(Collected data)
═══

PR #3056, opened 2023-12-01
chat: only allow "safe" URL protocols in links

darighost:
Currently, users can post links with `javascript:` URLs. Although links open in a new tab by default, there are several tricky ways to turn this into XSS. Viz,

Screenshot 2023-12-01 at 0 58 39

This change borrows a [regex from dompurify](https://github.com/cure53/DOMPurify/blob/main/src/regexp.js#L9-L11) to only allow safe protocols in links. "Bad" protocols are simple replaced with a blank link. Even when Tlon implements a stronger CSP, it's worthwhile to prevent `javascript:` links, because some users run Landscape apps outside of Tlon (eg red horizon). They should be protected, even if their hosting environment lacks a strong CSP.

═══

| TASK TO COMPLETE |
All that should be written out is the stretch of lines above between the one holding "chat: only allow" and the one holding "Screenshot 2023-12-01 at 0 58 39", inclusive, exactly as given.

| RESULT |
chat: only allow "safe" URL protocols in links

darighost:
Currently, users can post links with `javascript:` URLs. Although links open in a new tab by default, there are several tricky ways to turn this into XSS. Viz,

Screenshot 2023-12-01 at 0 58 39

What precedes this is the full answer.